Furthermore, the classification of harms provides clinicians with additional information when determining the best plan of care for a patient. For example, one side effect of naltrexone classified as “serious” is a depressed mood. This particular harm poses unique challenges to clinicians, as depressed mood may be a side effect of treatment or related to a given diagnosis. Linden expanded on these challenges by stating that within the field of psychiatry, there is inherent difficulty in differentiating side effects, as they may be attributable to patient behavior. Linden also described the use of a checklist Unwanted Event–Adverse Treatment Reaction checklist (UE-ATR) to record, monitor, and classify adverse events related to psychotherapy (32). Applying a similar checklist to pharmacological therapy may encourage clinicians to account for harms with great accuracy and allow for a standard comparison of harms. Use of a standardized checklist would likely reduce the burden of characterizing ambiguous harms, especially in higher-complexity cases that require multiple therapies.

4.1 Recommendations

Because our study found deficiencies in harms reporting on naltrexone, we first recommend an overall improvement in harms reporting. This could be attained by adherence to standardized methods of harms reporting, such as PRISMA and CONSORT harms extensions (17, 33). Second, we suggest improvements be made to SRs using grades or severity scales when reporting harms to reduce ambiguity. Petrova et al. and Koh et al. discussed potential methods and tools for reporting the severity of harms of medical interventions (34, 35).
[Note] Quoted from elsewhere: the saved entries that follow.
PR #2821, opened 2023-10-19
Enable flake8-pyi

CoolCat467:
"But wait CoolCat, why do we need pyi if we aren't shipping stubs?"
Because some of the rule checks it does look like they might help notice bugs in PRs in process.
Full rule list section: https://docs.astral.sh/ruff/rules/#flake8-pyi-pyi

### DIFF
--- a/pyproject.toml
+++ b/pyproject.toml
@@ -27,6 +27,7 @@ select = [
   "F",  # pyflakes
   "I",  # isort
   "YTT",  # flake8-2020
+  "PYI",  # flake8-pyi
 ]
 extend-ignore = [
     'F403',  # undefined-local-with-import-star
--- a/trio/_channel.py
+++ b/trio/_channel.py
@@ -23,7 +23,7 @@ if TYPE_CHECKING:
 
 
 def _open_memory_channel(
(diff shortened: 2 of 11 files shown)


A5rocks:
>   `trio/_tests/test_socket.py:31:5: PYI042 Type alias `getaddrinfoResponse` should be CamelCase`

Who's going to tell them that's pascal case, not camel case 😰

TeamSpen210:
The float | int unions should be kept. They’re integer parameters, except they also allow `math.inf`. Maybe we should have a type alias defined somewhere to make that more explicit.

jakkdl:
> The float | int unions should be kept. They’re integer parameters, except they also allow `math.inf`. Maybe we should have a type alias defined somewhere to make that more explicit.

+1, esp as we might possibly want to move to `int|None` at some point in the future with corresponding API deprecations.

CoolCat467:
Planning to do another PR soon to make it `int | None` eventually, for the time being I am having the errors be ignored.

jakkdl (approved):

TeamSpen210 (approved):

Furthermore, to reduce ambiguity and improve comparability, systematic reviews could prespecify and apply standardized grading frameworks for adverse events [e.g., map events to Common Terminology Criteria for Adverse Events (CTCAE) (5-point grades) and use the Naranjo Algorithm for causality when attribution is unclear], classify suicidal ideation/behavior using C-SSRS, and use systems such as ABACUS for general drug reaction classification (4042). Practically, protocols could name target scales a priori; define how non-standard labels (e.g., “serious”, “severe”, and “clinically significant”) will be mapped to scale grades, extract, and report both counts and grade distributions (e.g., Grade ≥3); and use consistent denominators and exposure windows for grade-stratified summaries. Applying these frameworks standardizes terminology, clarifies thresholds for seriousness, and supports meta-analysis where appropriate, thereby improving clarity, reproducibility, and clinical interpretability of harms reporting. Notably, 82.7% of SRs in our sample were rated “critically low” using AMSTAR-2, underscoring the need for better methods; until harms reporting improves, clinicians should exercise caution with naltrexone and monitor patients closely.

To operationalize these recommendations, future SRs could register a protocol that prespecifies adverse-event definitions/lists, ascertainment windows, severity grading (with protocol-listed scales and explicit mapping rules for non-standard terms), denominators/time-at-risk, and rules for zero-event data to reduce selective reporting and clarify rate calculations; expand information sources beyond trials to include long-term extensions, observational cohorts/registries, and post-marketing surveillance to better capture long-latency or infrequently collected harms; use dual, standardized extraction that records adverse event (AE) definition, assessment method, grade, timing window, denominator, exposure duration, and whether the AE was prespecified to increase accuracy and comparability; synthesize using both counts and rates and, for rare events, prespecify effect measures and sensitivity analyses or provide a structured narrative when meta-analysis is inappropriate to yield stable, transparent estimates; and report according to PRISMA harms with balanced presentation and public sharing of extraction sheets/code to strengthen transparency and reproducibility. Collectively, these steps improve capture of long-latency or infrequently collected harms, increase completeness and comparability, and enhance interpretability and reproducibility for clinicians.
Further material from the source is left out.